July 16, 2026 · 2 min read

Fungi are genuinely strange: neither plant nor animal, mostly invisible underground, and central to nearly every ecosystem. That strangeness is why a reading order helps. Start with a dry textbook and the subject feels remote; start in the woods with no framework and every mushroom looks the same. The trick is to let wonder pull you toward rigor.

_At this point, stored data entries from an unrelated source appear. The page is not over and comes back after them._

PR #49, opened 2018-12-04
Bump v2.0.0

brockhaywood:


brockhaywood:
@barakalon seems to me the marshmallow 3 updates are worthy of a major bump? thoughts?

barakalon:
There _shouldn't_ be any backwards incompatible changes (let me know if you're aware of one?), so I would assume a minor change.

brockhaywood:
no, i'm not aware of any. just based on marshmallow 3 being a major version bump, this could be. but, i'm ok with a minor bump since there is nothing backwards incompatible for us.

twosigmajab:
This is tricky because the dependency declaration already declared support for `marshmallow>=2` even though it only supported `marshmallow>=2,<3`. If it had declared that, then this PR would include the change `marshmallow>=2,<4`, and in so doing, would warrant a major version bump.

PR #51, opened 2018-12-06
Support setting response content-types for endpoints.

juliusiv:
WIP. Currently it only hooks up the registry to the swagger so you can define the response type for a specific endpoint. We probably want to only allow certain content types here because I think we need special ways to "dump" things based on what content type it's supposed to be.


juliusiv:
i'm punting on this for now, gonna close this

PR #53, opened 2019-01-07
Add 'https' to default schemes

twosigmajab:
Flask-Rebar currently sets `schemes` to `('http',)` by default. As a result, users serving their app over HTTPS get broken "Try it out" buttons in their Swagger UI out of the box (because for security reasons the browser will refuse to make the XHRs over HTTP). To get around this, users have to manually add code like the following:
```python
registry.swagger_generator.schemes = ('http', 'https')
```
Now they will be able to select "https" from the "schemes" dropdown in the Swagger UI and the "Try it out" buttons will work.

What do you think of defaulting to `('http', 'https')` out of the box?

### DIFF
--- a/flask_rebar/swagger_generation/swagger_generator.py
+++ b/flask_rebar/swagger_generation/swagger_generator.py
@@ -273,7 +273,7 @@ class SwaggerV2Generator(object):
     def __init__(
             self,
             host='swag.com',
-            schemes=('http',),
+            schemes=('http', 'https'),
             consumes=('application/json',),
             produces=('application/json',),
             version='1.0.0',


twosigmajab:
Thanks for the quick review, @barakalon, glad this makes sense to you! @juliusiv @brockhaywood LGTY?

By the way, I just opened #54 after finding https://github.com/swagger-api/swagger-ui/issues/4710#issuecomment-405448739 -- if I'm understanding that correctly, when you load the Swagger UI over HTTPS, and both "http" and "https" are in `schemes`, the Swagger UI should automatically make requests over HTTPS instead of HTTP, but in my testing it doesn't; I have to manually change the "schemes" dropdown from HTTP to HTTPS to get this to work. Curious if this works for you. So I figured maybe the version of Swagger UI that Flask-Rebar is bundling predates that auto-HTTPS feature, but then I couldn't tell what version is bundled.

PR #55, opened 2019-01-25
Support for tags

barakalon:
Resolves this issue: https://github.com/plangrid/flask-rebar/issues/52

@twosigmajab

PR #59, opened 2019-02-12
chg: Updated todo example to show tag usage

kazamatzuri:
Hi folks,

to familiarize myself with this I updated the todo example with the tag usage that was added in #55. 
Hope that's going to be helpful to someone. 

Comments? 
Thanks!
-Fab

### DIFF
--- a/examples/todo/todo.py
+++ b/examples/todo/todo.py
@@ -4,13 +4,38 @@ from marshmallow import fields, pre_dump, Schema
 from flask_rebar import Rebar, errors, HeaderApiKeyAuthenticator
 from flask_rebar.validation import RequestSchema, ResponseSchema
 
+from flask_rebar import Tag,SwaggerV2Generator
 
 rebar = Rebar()
-registry = rebar.create_handler_registry()
+
+# add a description of the tags we're using further down (will be output to the generated swagger)
+# a bit reduntant, given the simplicity of the code, but you get the idea :) 
+generator = SwaggerV2Generator(
+    tags=[
+        Tag(
+            name='create',
+            description='All operations relating creation of todo items.'
+        ),
+        Tag(
+            name='read',
+            description='All operations relating to reading of todo items.'
+        ),
+        Tag(
+            name='update',
+            description='All operations relating to updating of todo items.'
+        )
+    ]
+)
+
+
+registry = rebar.create_handler_registry(swagger_generator=generator)
 
 # Just a mock database, for demonstration purposes
 todo_id_sequence = 0
 todo_database = {}
+
+
+
 
 
 # Rebar relies heavily on Marshmallow.
@@ -57,7 +82,7 @@ class TodoListSchema(ResponseSchema):
     rule='/todos',
     method='POST',
     request_body_schema=CreateTodoSchema(),
-
+    tags=['create'],
     # This dictionary tells framer which schema to use for which response code.
     # This is a little ugly, but tremendously helpful for generating swagger.
     marshal_schema={
@@ -87,7 +112,7 @@ def create_todo():
     rule='/todos',
     method='GET',
     query_string_schema=GetTodoListSchema(),
-
+    tags=['read'],
     # If the value for this is not a dictionary, the response code is assumed
     # to be 200
     marshal_schema=TodoListSchema()
@@ -113,7 +138,8 @@ def get_todos():
     rule='/todos/<int:todo_id>',
     method='PATCH',
     marshal_schema=TodoResourceSchema(),
-    request_body_schema=UpdateTodoSchema()
+    request_body_schema=UpdateTodoSchema(),
+    tags=['update']
 )
 def update_todo(todo_id):
     global todo_database
--- a/examples/todo/todo.py
+++ b/examples/todo/todo.py
@@ -16,8 +16,7 @@ generator = SwaggerV2Generator(
     tags=[
         Tag(
             name='todo',
-            description='All operations to managing the todo list portion of \
-            the API'
+            description='Operations for managing TODO items.'
         ),
     ]
 )
--- a/examples/todo/todo.py
+++ b/examples/todo/todo.py
@@ -1,29 +1,24 @@
 from flask import Flask
 from marshmallow import fields, pre_dump, Schema
 
-from flask_rebar import Rebar, errors, HeaderApiKeyAuthenticator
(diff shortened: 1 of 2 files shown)


examples/todo/todo.py
```diff
@@ -4,15 +4,40 @@
 from flask_rebar import Rebar, errors, HeaderApiKeyAuthenticator
 from flask_rebar.validation import RequestSchema, ResponseSchema
 
+from flask_rebar import Tag,SwaggerV2Generator
```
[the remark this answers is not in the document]
kazamatzuri: no worries. I'll change it. thanks!

examples/todo/todo.py
```diff
@@ -4,15 +4,40 @@
...
 
 rebar = Rebar()
-registry = rebar.create_handler_registry()
+
+# add a description of the tags we're using further down (will be output to the generated swagger)
+# a bit reduntant, given the simplicity of the code, but you get the idea :) 
+generator = SwaggerV2Generator(
```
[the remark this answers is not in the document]
kazamatzuri: Hm, I hadn't thought about it that way, as you only need to pull in the generator to add the tag descriptions. Good point though, I'll update that as well.

examples/todo/todo.py
```diff
@@ -4,15 +4,40 @@
...
+    tags=[
+        Tag(
```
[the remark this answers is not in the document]
kazamatzuri: No need for self hating;) I was struggling with that a bit myself, I thought these would make more sense than just a dummy tag. But since I only wanted it to demonstrate how to use the tagging feature, I don't feel too strongly about that.

examples/todo/todo.py
```diff
@@ -4,15 +4,40 @@
...
+            name='create',
+            description='All operations relating creation of todo items.'
+        ),
+        Tag(
+            name='read',
+            description='All operations relating to reading of todo items.'
+        ),
+        Tag(
```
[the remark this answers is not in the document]
kazamatzuri: ok. I'll update this and all the above.

examples/todo/todo.py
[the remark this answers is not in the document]
kazamatzuri: If I do that and we're sticking with pep8 for now, the line becomes too long. the \ continuation looks rather ugly (imho). 
I think the output hasn't been updated in a while, there are couple of other changes that are note related to my doing (i think). https scheme got add ed and the producing mime type is fixed now.

examples/todo/todo.py
```diff
@@ -1,29 +1,24 @@
...
+# However, if you want more control over how the swagger is generated, you can 
+# provide your own. 
+# Here we've specified additional metadata for operation tags.
 generator = SwaggerV2Generator(
     tags=[
         Tag(
-            name='create',
-            description='All operations relating creation of todo items.'
+            name='todo',
+            description='All operations to managing the todo list portion of \
```
barakalon: nitpick: this is phrased a bit weird. Maybe: "Operations for managing TODO items"?

examples/todo/todo.py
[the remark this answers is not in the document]
barakalon: Ah, I think a common addition to vanilla pep8 is to extend the line length. 80 is a bit restrictive.

examples/todo/todo_output.md
```diff
@@ -10,7 +10,6 @@ $ curl -s -XGET http://127.0.0.1:5000/swagger
   ],
```
barakalon: @kazamatzuri Thanks for updating this!

barakalon:
Sweet 👍 !

examples/todo/todo.py
kazamatzuri: must have been the cat walking on the keyboard ;)

examples/todo/todo_output.md
kazamatzuri: np

examples/todo/todo.py
```diff
@@ -1,12 +1,28 @@
 from flask import Flask
 from marshmallow import fields, pre_dump, Schema
 
-from flask_rebar import Rebar, errors, HeaderApiKeyAuthenticator
+from flask_rebar import Rebar, errors, HeaderApiKeyAuthenticator, Tag, \
+    SwaggerV2Generator
```
twosigmajab: Check out https://black.readthedocs.io/en/stable/the_black_code_style.html#line-length

Would this all fit on one line using an 88-char max line length?

examples/todo/todo.py
```diff
@@ -134,9 +151,10 @@ def create_app(name):
     app = Flask(name)
 
     authenticator = HeaderApiKeyAuthenticator(header='X-MyApp-Key')
-    # The HeaderApiKeyAuthenticator does super simple authentication, designed for
-    # service-to-service authentication inside of a protected network, by looking for a
-    # shared secret in the specified header. Here we define what that shared secret is.
+    # The HeaderApiKeyAuthenticator does super simple authentication, designed 
+    # for service-to-service authentication inside of a protected network, by 
+    # looking for a shared secret in the specified header. Here we define what 
+    # that shared secret is.
```
twosigmajab: (ditto about bumping to 88)

examples/todo/todo.py
kazamatzuri: No.
Here's what black makes of the imports (with the default config):
`from flask import Flask
from marshmallow import fields, pre_dump

from flask_rebar import (
    Rebar,
    errors,
    HeaderApiKeyAuthenticator,
    Tag,
    SwaggerV2Generator,
)
from flask_rebar.validation import RequestSchema, ResponseSchema`

kazamatzuri: note: I will not add this change here, since it is a style migration that is independent of original scope of 'add tags to the todo example'. I'm happy to put this into a new PR if that is what we decide (see #60 )

examples/todo/todo.py
kazamatzuri: This becomes:
`    # The HeaderApiKeyAuthenticator does super simple authentication, designed for
    # service-to-service authentication inside of a protected network, by looking for a
    # shared secret in the specified header. Here we define what that shared secret is.
`
note: I will not add this change here, since it is a style migration that is independent of original scope of 'add tags to the todo example'. I'm happy to put this into a new PR if that is what we decide (see #60 )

The path below opens with the books that make people fall for fungi, moves into field identification, and finishes with the science that explains what you have been looking at. A blunt safety note runs through all of it: never eat a wild mushroom on the strength of a book alone.

Fall for fungi

Begin with Entangled Life by Merlin Sheldrake, a beautifully written tour of fungal biology that reframes how you see the living world. Fantastic Fungi extends that sense of wonder with stunning imagery and the ecological and medicinal story. The mushroom at the end of the world by Anna Tsing uses the matsutake to connect fungi to economics, ecology, and human lives, and Wisdom from the Hidden Life of Trees by Wohlleben shows the fungal networks that quietly link a forest together.

Learn to look

Next, develop real observation skills. Mushrooms demystified by David Arora is the legendary field guide, thorough, witty, and the book that taught a generation to identify fungi carefully. Mycelium running by Paul Stamets shifts focus to the mycelium and its applications in soil, cleanup, and cultivation, teaching you to see the organism rather than just its fruit. Psilocybin mushrooms of the world, also by Stamets, is the careful reference on that particular group, treated as identification and science rather than a how-to.

Get the science

Finally, ground it in formal biology. Fungi by Kevin Kavanagh is a proper introductory textbook covering fungal genetics, physiology, and pathology. The Fifth Kingdom by Bryce Kendrick is the classic, readable mycology text that surveys the whole kingdom. Parasite Rex by Carl Zimmer widens the lens to parasitism across life, sharpening your sense of the ecological roles fungi play.

Read in this order and fungi turn from curiosities into a coherent kingdom you can actually study. Follow the full path from wonder to real mycology.

Follow the full reading path →

FAQ

Can these books teach me to safely forage wild mushrooms?
They build strong identification knowledge, especially Mushrooms demystified, but no book makes foraging safe on its own. Deadly and edible species can look alike. Learn from experienced foragers in person and never eat a wild find identified only from a page.
Do I need a biology background to start?
No. The path opens with popular science written for general readers and only reaches textbook material like Fungi and The Fifth Kingdom near the end, by which point the earlier books have given you the concepts and vocabulary you need.